[Material provided Boundary: Start]

PR #672, opened 2022-02-15
Add RBAC to POST Route Add Destination

### LINKED ISSUE #585: [Feature]: Developers should only be able to add destinations to routes they have access to
### Blockers/Dependencies

_No response_

### Background

**As an** admin
**I want** to assign the `SpaceDeveloper` role to the users I trust
**So that** they can push apps to their spaces

### Acceptance Criteria

**GIVEN** two spaces `space1` and `space2` exist
**AND** `route1` exists in `space1` (e.g. as the default route for an app)
**AND** `route2` exists in `space2`
**AND** `user` has a `RoleBinding` to the `SpaceDeveloper` `ClusterRole` in `space1`
* **WHEN I** [add a destination](https://v3-apidocs.cloudfoundry.org/version/3.113.0/index.html#insert-destinations-for-a-route) to `route1` as `user`
  **THEN I** see it working
* **WHEN I** add a destination to `route2` as `user`
  **THEN I** get the following response:
```
HTTP/1.1 403 Forbidden
```
```json
{
  "errors": [
    {
      "code": 10003,
      "title": "CF-NotAuthorized",
      "detail": "You are not authorized to perform the requested action"
    }
  ]
}
```

### Dev Notes

_No response_

gnovv:

resolves #585 

## What is this change about?

#585
- Implements repo level RBAC w/ user client for GetRoute and AddDestination
- Updates SpaceDeveloper ClusterRole to add "patch" routes permission

Co-authored-by: Andrew Wittrock <awittrock@vmware.com>
Co-authored-by: Julian Hjortshoj <hjortshojj@vmware.com>

No

## Acceptance Steps

See issue.

@julian-hj @Birdrock @gcapizzi @kieron-dev


kieron-dev (dismissed):
Sorry for taking so long to look at this. We've been rather short staffed this week.

I've just pointed out a few little things to change, and you've seen this also needs some changes after the changes to the error constructors.

But overall looks good. Ping me when you update it and I'll have another look.

api/apis/integration/route_test.go
```diff
@@ -327,4 +301,118 @@ var _ = Describe("Route Handler", func() {
...
+			BeforeEach(func() {
+				createRoleBinding(ctx, userName, spaceManagerRole.Name, namespace.Name)
+			})
+
+			It("returns a forbidden error", func() {
+				Expect(rr).To(HaveHTTPStatus(http.StatusForbidden))
+			})
+		})
+
+		When("the user is a space developer", func() {
```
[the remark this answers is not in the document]
julian-hj: I am not super enthusiastic about the approach where we test the happy path only in e2e and then test only failure cases in the integration tests. I don't feel like this represents a meaningful de-duplication, because the majority of code & effort is spent in test setup, so just removing the happy path test doesn't buy much. I also feel like without the happy path test in the integration suite, we don't have assurance that we've written the test setup correctly, so even though the failure case fails, we don't know for sure that it is failing for the reason we intended.

I think we are planning some meetings/discussions about overall testing strategies. I wonder if more changes here might wait until we have agreed on an overall approach for the e2e versus integration tests?

api/apis/integration/route_test.go
```diff
@@ -327,4 +301,118 @@ var _ = Describe("Route Handler", func() {
...
+			BeforeEach(func() {
+				createRoleBinding(ctx, userName, spaceDeveloperRole.Name, namespace.Name)
+			})
+
+			It("updates the route", func() {
+				Expect(rr).To(HaveHTTPStatus(http.StatusOK))
+				Expect(rr).To(HaveHTTPBody(ContainSubstring(newDestinationAppGUID)), rr.Body.String())
+
+				// TODO: add an eventually against K8s client?
```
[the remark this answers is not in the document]
gnovv: Thank you! I filled in the test that was missing there

api/apis/integration/route_test.go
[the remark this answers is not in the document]
kieron-dev: Yep - fine with leaving the happy path in the integration test.

I'm more concerned that we don't have the e2e test. That would give us confidence that the cluster role yamls are correct, and the components behave as expected when using the wiring from main.go.

api/repositories/route_repository.go
```diff
@@ -141,6 +140,24 @@ func (f *RouteRepo) GetRoute(ctx context.Context, authInfo authorization.Info, r
...
+
+	err = userClient.Get(ctx, client.ObjectKey{Namespace: toReturn.SpaceGUID, Name: toReturn.GUID}, &networkingv1alpha1.CFRoute{})
+
+	if err != nil {
+		if apierrors.IsForbidden(err) {
+			return RouteRecord{}, NewForbiddenError(RouteResourceType, err)
+		}
+		return RouteRecord{}, fmt.Errorf("get-route user client get failed: %w", err) // untested
+	}
+
```
gcapizzi, line 160: It looks like between this story and #512 we have ended up implementing #640 too: was this a problem with the order of the stories being wrong or stories not being sufficiently decoupled? If not, we should be careful not to introduce too many changes outside the scope of the story.

api/repositories/route_repository.go
```diff
@@ -381,9 +398,17 @@ func (f *RouteRepo) AddDestinationsToRoute(ctx context.Context, authInfo authori
...
+	if err != nil {
+		return RouteRecord{}, fmt.Errorf("failed to build user client: %w", err)
+	}
+
+	err = userClient.Patch(ctx, cfRoute, client.MergeFrom(baseCFRoute))
+	if err != nil {
+		if apierrors.IsForbidden(err) {
+			return RouteRecord{}, NewForbiddenError(RouteResourceType, err)
+		}
+		return RouteRecord{}, fmt.Errorf("err in client.Patch: %w", err) // untested
```
gcapizzi, line 411: It looks like none of the repository changes are being tested in the `route_repository_test`. While we're covered by the higher level integration tests, I'd still like to see that test covering the whole functionality of the repository.

gcapizzi (changes requested):
I have added my comments inline, they're mostly about test coverage.

api/repositories/route_repository.go
julian-hj: We think this was a problem of ordering--in order to enforce access to a route before modifying it, it made most sense to add access checks to the get method in the route repository (which is also called from the destinations endpoint.) Avoiding this overlap would have required us to do unnatural things in the implementation.

gcapizzi: right, makes sense - maybe it makes sense to always prioritise `GET`s on every specific resource, it looks like it often ends up overlapping with the other endpoints

matt-royal:
@gcapizzi and @kieron-dev When writing the e2e tests for this we found a RBAC problem related to CFDomains. In order to list or get them, the user needs to have a rolebinding in the root namespace that grants those abilities. We did a minimal effort fix in the latest commit, but the UX isn't great. Operators will have to manually create role bindings for every user in the root namespace.

How do you think we should solve this? One option would be to change the Add Role endpoint so that it implicitly creates the root namespace role binding when adding the `org user` role. We could also add a new role called `cf user`. I'm sure there are other ways as well, and I'd love your input. That work is large enough that I think we should write follow up stories instead of rolling it in here.

matt-royal:
@gcapizzi and @kieron-dev When writing the e2e tests for this we found a RBAC problem related to CFDomains. In order to list or get them, the user needs to have a rolebinding in the root namespace that grants those abilities. We did a minimal effort fix in the latest commit, but the UX isn't great. Operators will have to manually create role bindings for every user in the root namespace.

How do you think we should solve this? One option would be to change the Add Role endpoint so that it implicitly creates the root namespace role binding when adding the `org user` role. We could also add a new role called `cf user`. I'm sure there are other ways as well, and I'd love your input. That work is large enough that I think we should write follow up stories instead of rolling it in here.

kieron-dev:
@matt-royal - we've added some ideas to your thread on cf-k8s-dev: https://cloudfoundry.slack.com/archives/C0297673ASK/p1645779601613699

matt-royal (approved):
This PR has changed hands a few times. I ended up addressing the changes requested in earlier reviews with a few different pairs. I asked @gnovv to give this another look over before I merge it, but he is the author so he can't "approve" it. This review is just to check the "approved" box.

matt-royal:
@kieron-dev When merging my changes with your upstream changes, I realized that we'd solved the Domain permission issue differently. My pairs and I had added a new role to the deployment whereas you'd just created a temporary one in the test e2e test where it was needed. Since we depended on the new ClusterRole in the api integration tests, I decided to remove your smaller hack and lean into using the ClusterRole. We can pull it out once we've solved this problem properly. I'm also happy to change this again once it's merged, but I've been in rebase/merge hell with this commit so for now I'm just going to merge it.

[Material provided Boundary: End]

▶ [Directions for this task]:
Show, from the entries above, every line that includes the string "code".

▶ [Output]:
      "code": 10003,
julian-hj: I am not super enthusiastic about the approach where we test the happy path only in e2e and then test only failure cases in the integration tests. I don't feel like this represents a meaningful de-duplication, because the majority of code & effort is spent in test setup, so just removing the happy path test doesn't buy much. I also feel like without the happy path test in the integration suite, we don't have assurance that we've written the test setup correctly, so even though the failure case fails, we don't know for sure that it is failing for the reason we intended.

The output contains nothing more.